What you are asked to do: Which lines run from the start of the data below to the line containing "HashEngineering, line 226: This"? Set them down exactly, with none added.

----- Data listing

PR #766, opened 2021-09-24
Update  Shortcut Bar

hadia:
## How Has This Been Tested?

- [ ] QA (Mobile Team)

## Checklist:


wallet/src/de/schildbach/wallet/ui/WalletActivity.java
```diff
@@ -215,15 +217,25 @@ public void onClick(View v) {
                 } else if (v == shortcutsPane.getImportPrivateKey()) {
                     SweepWalletActivity.start(WalletActivity.this, true);
                 }
+                else if (v == shortcutsPane.getExplore()) {
+                    startActivity(new Intent(WalletActivity.this, ExploreActivity.class));
+                }
             }
         });
         showHideSecureAction();
+        refreshIfUserHasBalance();
```
HashEngineering, line 226: This doesn't seem like it will be live as the balance can change from zero to non-zero or from non-zero to zero.

This is only called within onCreate.  If the balance changes, then the activity has to be restarted to reflect the correct buttons on this shortcut bar.

wallet/src/de/schildbach/wallet/ui/widget/ShortcutsPane.kt
```diff
@@ -100,42 +111,54 @@ class ShortcutsPane(context: Context, attrs: AttributeSet) : LinearLayout(contex
...
-        } else View.GONE
-        if (!isSmallScreen) {
-            displayed.add(receiveButton)
         }
-        val numberOfButtons = if (isSmallScreen) 3 else 4
-        secondaryItems.forEach {
-            it.visibility = if (displayed.size < numberOfButtons) {
-                displayed.add(it)
-                View.VISIBLE
-            } else View.GONE
```
HashEngineering, line 138: For smaller screens, only 3 buttons should be displayed.  The story does not define what should be displayed if there are only three places for shortcut buttons.

wallet/src/de/schildbach/wallet/ui/WalletActivity.java
hadia: Fix sync part

HashEngineering (approved):
Excellent work.

PR #784, opened 2021-10-17
NMA-783:  Merchants Map

ClaudeHangui:

1. API Key Storage: As described [here](https://developers.google.com/maps/documentation/android-sdk/start), Google recommends using **Secret Gradle Plugin (SGP)** for managing API keys. With this plugin, the key is stored in (and accessed from) the _local.properties_ file. Usage of SGP required an upgrade of our AGP and Gradle versions. We did not use the latest version of SGP as this requires migrating our AGP and GP versions from 4.x to 7.x. As our app is right now, this is not a requirement 
NB: I recommend to remove the api_key value stored in the _string.xml_ file
2. Location Permission: The app as it is now requires us to get the user's location while in foreground ONLY; as such irrespective of the android version (M, Q or above) we require only the **ACCESS_FINE_LOCATION** which is more precise than the **ACCESS_COARSE_LOCATION**
3. Location update: We provide the logic to get latest user's location via a custom class. The user's coordinates are provided as a Flow

## How Has This Been Tested?

- [ ] QA (Mobile Team)

## Checklist:


ClaudeHangui:
@Syn-McJ 

**The user location circle and dash markers seem a bit too big (see the design). It might be better to just set the default user location icon - won't need custom drawable then and it should look the same, only smaller.**
Well, the design shows a custom marker, so I'll just have to adjust it's size. I'll check with Brian to see if we use the default marker rather than the custom one seen on the design

**Dash icons should have a shadow according to the design - without a shadow, when the markers overlap each other it becomes just a mash of white and blue. If a shadow is too hard to make (although you might just use a png asset), then there should at least be a border of some kind**
I personally don't see any shadow, but this is something that can be fixed with an asset indeed. I'll see with Rost !

**The transparent blue circle usually indicates the accuracy of the location tracker (see the design). As I understand you're indicating 50 miles radius with it - that's not required, user will zoom in and see all of their dash markers on a blue background which is weird. Instead, the map should just be zoomed in to fit 50 miles radius on the screen.**
Good point ! I agree with the fact that zooming might have the blue circle overlap with the closest merchant markers. Removing this will improve UX. ​I'll need to validate this modification with Brian

This is just the 1st iteration related to this feature. As you know, there is another story related to the map, were I'll be dealing with improving the UI/UX regarding location permission as we discussed last week. I'll be bringing up all the aforementionned refinements

HashEngineering (approved):
Looks good.

features/exploredash/build.gradle
```diff
@@ -76,9 +76,16 @@ dependencies {
     kapt "com.github.bumptech.glide:compiler:$glideVersion"
     api 'androidx.paging:paging-runtime-ktx:3.0.1'
 
+    // Fused Location Provider, Google Maps service $ Kotlin extension for map sdk
+    implementation 'com.google.android.gms:play-services-location:18.0.0'
```
HashEngineering, line 80: We got an email about 18.0.0 being the most recent version.  
```
We're writing to inform you that we released a major update of Maps SDK for Android (version 18.0.0), 
and it is now available via Google Play services. 
```

Syn-McJ (approved):
Looks good. There are some potential improvements that should probably go into the second map story.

----------

Solution to this problem:
PR #766, opened 2021-09-24
Update  Shortcut Bar

hadia:
## How Has This Been Tested?

- [ ] QA (Mobile Team)

## Checklist:


wallet/src/de/schildbach/wallet/ui/WalletActivity.java
```diff
@@ -215,15 +217,25 @@ public void onClick(View v) {
                 } else if (v == shortcutsPane.getImportPrivateKey()) {
                     SweepWalletActivity.start(WalletActivity.this, true);
                 }
+                else if (v == shortcutsPane.getExplore()) {
+                    startActivity(new Intent(WalletActivity.this, ExploreActivity.class));
+                }
             }
         });
         showHideSecureAction();
+        refreshIfUserHasBalance();
```
HashEngineering, line 226: This doesn't seem like it will be live as the balance can change from zero to non-zero or from non-zero to zero.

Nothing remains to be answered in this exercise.